Numerological Transform

I was reading Les jeux et les hommes (the original of Man, Play and Games, [wikipedia] [] and Caillois (the author) makes a remark about numerology. First, he discredits it as merely superstitious (on which I agree totally), but he then makes the remark that the “numerological transform”, this operation that consists in adding the digits of a number repeatedly until only one digit is obtained is uniform over all numbers. Does that makes intuitively sense? Well, we can at least verify it experimentally first!


First, let’s write a short program to generate the raw data. This time, I’ll use Mathematica because it’ll be easier to plot the results. The procedure is as follows:

numerologic[n_, m_] := Module[
  {x = IntegerDigits[n, m], s},
  s = Sum[x[[i]], {i, Length[x]}];
  If[s >= m,
   Return[numerologic[s, m]],
Default[numerologic, 2, 10]

So basically, we extract the base m digits, sum them, and if the sum is greater than, or equal to, m, we reapply the algorithm to the sum. Eventually, we reach a sum that is between 1 and m inclusive.

We can now gather end values for m from, say, 2 to 20, on numbers from 1 to a few millions. What we find is that the all the histograms are thoroughly uninteresting: they’re uniform. All of them, very. For a given m, all m histogram bins have the same count (except minor rounding when n, the number of numbers we have tested is not a multiple of m). But Why?

Histogram for base 13, with 13^5 samples

Histogram for base 13, with 13^5 samples

Well, let’s have a look at how the “numerological” transform works, starting with the largest base 10, 2 digit number, 99:

99 → 9+9=18 → 1+8=9

98 → 9+8=17 → 1+7=8

97 → 9+7=16 → 1+6=7

96 → 9+6=15 → 1+5=6

95 → 9+5=14 → 1+4=5

94 → 9+4=13 → 1+3=4

93 → 9+3=12 → 1+2=3

92 → 9+2=11 → 1+1=2

91 → 9+1=10 → 1+0=1

90 → 9+0=9 → 9

We see a clear pattern: as we go down, the end result is always one less than the previous. Therefore, we are not only guaranteed that the sum of the digits is less than (or equal to) the number itself, but also that end result is uniformly distributed over 1 to 9.
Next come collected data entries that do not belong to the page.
PR #198, opened 2026-04-26
OP-170: drop protobufjs-cli devDep to remove deprecated inflight transitive

earchibald:
## Summary

- `npm install` in `plugins/op-obsidian/` warned `inflight@1.0.6: not supported, and leaks memory`. Trace: `op-obsidian → protobufjs-cli@2.0.1 (devDep) → glob@8.1.0 → inflight@1.0.6`.
- `protobufjs-cli` is the **CLI** used to regenerate vendored iTerm2 protobuf bindings (`pbjs`/`pbts`) at most a few times a year — not the runtime dep. Generated artifacts are checked in.
- Latest stable `protobufjs-cli@2.0.1` and all `2.0.x-experimental` releases still pin `glob: ^8`, so a version bump won't fix it. `npm overrides` to glob@10 was rejected — protobufjs-cli's glob 8 call sites may not survive glob 10's API reshape.
- **Fix**: drop `protobufjs-cli` from `devDependencies`. Update `plugins/op-obsidian/src/iterm/proto/README.md` to invoke it via `npx --package=protobufjs-cli@2 -- pbjs …` on regen days.
- Runtime dep `protobufjs@^8` is unchanged; `main.js` build is byte-identical apart from the version string in the manifest. Bump 0.60.0 → 0.60.1 (patch — build hygiene only).

Filed OP-171 as a follow-up: the op skill / scripts should use `obsidian vault=<name>` instead of relying on the active Obsidian window.

## Test plan

- [x] `cd plugins/op-obsidian && rm -rf node_modules package-lock.json && npm install` — no `inflight` deprecation warning.
- [x] `npm ls inflight` returns `(empty)`.
- [x] `node scripts/bump-version.mjs patch` — three JSON files move in lockstep, build green.
- [x] `node scripts/dev-sync.mjs` to OP-Test — plugin reloads at 0.60.1, 39 commands registered, no console errors.

🤖 Generated with [Claude Code](https://claude.com/claude-code)

PR #210, opened 2026-04-26
OP-176: drop protobufjs-cli devDep, add PR-time lockfile sanity check

earchibald:
## Summary

- **Root cause.** OP-144 (#199 / `f5d2813`) re-added `protobufjs-cli@^2.0.1` to `plugins/op-obsidian/package.json` without regenerating `package-lock.json`. OP-170 (#198 / `8adac50`) had removed it from both files; only the package.json side was reverted. `npm ci` in `.github/workflows/op-obsidian-release.yml` is strict about lockfile sync, so the release workflow has failed on every push to main since OP-173 (`cffa6f6`) — manifest is at 0.61.3 on main but the latest published release is `op-obsidian-v0.61.2`. Failing run: https://github.com/earchibald/obsidian-projects/actions/runs/24949197127.
- **Fix (OP-170 alignment).** Re-remove `protobufjs-cli` from `plugins/op-obsidian/package.json`. The CLI is invoked on-demand via `npx --package=protobufjs-cli@2 -- pbjs/pbts` for vendored proto regeneration only (see `plugins/op-obsidian/src/iterm/proto/README.md`); keeping it out of devDeps avoids the deprecated `inflight` transitive without affecting build, runtime, or tests. The runtime `protobufjs` dep stays.
- **Guardrail.** New `.github/workflows/op-obsidian-pr-checks.yml` runs `npm ci` on PRs that touch `plugins/op-obsidian/`, so future package.json edits without a matching lockfile update fail at PR time instead of post-merge in the release workflow.
- **Version.** Patch bump 0.61.3 → 0.61.4 so the next push to main publishes a build that actually has the lockfile fix. (Re-running release for `cffa6f6` would publish 0.61.3 from a still-broken tree.)

Verified locally: `npm ci --dry-run` against the corrected `package.json` succeeds with no errors. Built via `bump-version.mjs`, synced to OP-Test, plugin reports 0.61.4 with a clean console.

## Test plan

- [x] `npm ci --dry-run` in `plugins/op-obsidian/` passes against the trimmed `package.json`
- [x] `bump-version.mjs` runs `npm run build` and asserts `main.js` is fresher than `manifest.json`
- [x] `dev-sync.mjs` to OP-Test, plugin reloads to 0.61.4, console clean
- [ ] After merge: confirm `Release op-obsidian` workflow on main succeeds at the Install step and publishes `op-obsidian-v0.61.4`
- [ ] After merge: confirm the new PR checks workflow runs against this PR (it won't on this PR itself since the workflow file is being added in the same PR — first opportunity to exercise it is the next op-obsidian PR)

- Could the lockfile still be out of sync with the trimmed `package.json`? Run `npm ci --dry-run` mentally against the diff — any package the lockfile lists but `package.json` no longer requires? Any deps the runtime `protobufjs` needs that were only being pulled in transitively via `protobufjs-cli`?
- The new PR-checks workflow uses `paths:` filters. Does the `paths:` syntax skip the job entirely (status: skipped) for unrelated PRs, or does GitHub's required-checks UX treat skipped paths-filtered jobs as failing? If the latter, recommend the `paths-ignore` inversion or a no-op job that always reports success.
- The workflow runs `npm ci` (the same install the release workflow does). Would `npm ci --dry-run` be safer or faster, or does dry-run skip the lockfile-strict check we want?
- Is there a way for the release workflow to fail more gracefully on this class of drift in the future (e.g. surface the missing-package list in the job summary instead of buried log lines)?
- The `inflight` deprecation that drove OP-170 — does the trimmed devDeps tree still pull it in transitively (e.g. via `vitest` or `esbuild`)? `npm ls inflight` after `npm ci` would tell.

### DIFF
--- a/.github/workflows/op-obsidian-pr-checks.yml
+++ b/.github/workflows/op-obsidian-pr-checks.yml
@@ -1,0 +1,26 @@
+name: op-obsidian PR checks
+
+on:
+  pull_request:
+    paths:
+      - "plugins/op-obsidian/**"
+      - ".github/workflows/op-obsidian-pr-checks.yml"
+
+permissions:
+  contents: read
+
+jobs:
+  lockfile-sync:
+    name: Lockfile sync (npm ci)
+    runs-on: ubuntu-latest
+    steps:
+      - uses: actions/checkout@v4
+
+      - name: Setup Node
+        uses: actions/setup-node@v4
+        with:
+          node-version: "20"
+
+      - name: npm ci (strict lockfile check)
+        working-directory: plugins/op-obsidian
+        run: npm ci
--- a/.github/workflows/op-obsidian-pr-checks.yml
+++ b/.github/workflows/op-obsidian-pr-checks.yml
@@ -2,25 +2,47 @@ name: op-obsidian PR checks
 
 on:
   pull_request:
-    paths:
-      - "plugins/op-obsidian/**"
-      - ".github/workflows/op-obsidian-pr-checks.yml"
 
 permissions:
   contents: read
 
 jobs:
   lockfile-sync:
-    name: Lockfile sync (npm ci)
+    name: Lockfile sync (npm ci --dry-run)
     runs-on: ubuntu-latest
     steps:
       - uses: actions/checkout@v4
+        with:
+          fetch-depth: 0
+
+      # Detect whether this PR touches op-obsidian files.  The job always
+      # runs so it can be registered as a required status check without
+      # blocking unrelated PRs (path-filtered `on:` triggers show as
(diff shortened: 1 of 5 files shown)


earchibald:
@copilot please pressure-test this lockfile reconcile per the PR description. Specific concerns:
- Lockfile still in sync with the trimmed package.json after npm ci?
- paths: filter on the new PR-checks workflow — skipped vs failed in required-checks UX?
- Would npm ci --dry-run be safer than full npm ci for the PR check?
- inflight transitive — still pulled in via vitest/esbuild after dropping protobufjs-cli?
- Any cleaner way to surface missing-package errors in the release workflow log?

In addition we could show that the same phenomenon occurs regardless of the base. If we repeat the exercise in base 17, we will have a uniform distribution of results, as we did for base 10 and 13.

* *

So, whatever you hash using this transform (birthday, SSN, you height, the conjunction of Pluto in the Aquarius quandragulum) is equally likely to land a “lucky 7” than a non-impressive 8 or 6 or whatever. Not that I really need to convince you that numerology is quackery, but we have certainly shown that this transform gives answers equally distributed over 1 to m, but that it’s not random enough to be used as, say, a checksum digit, since n will hash to h, but n+1 will hash to h+1~(\text{mod }m).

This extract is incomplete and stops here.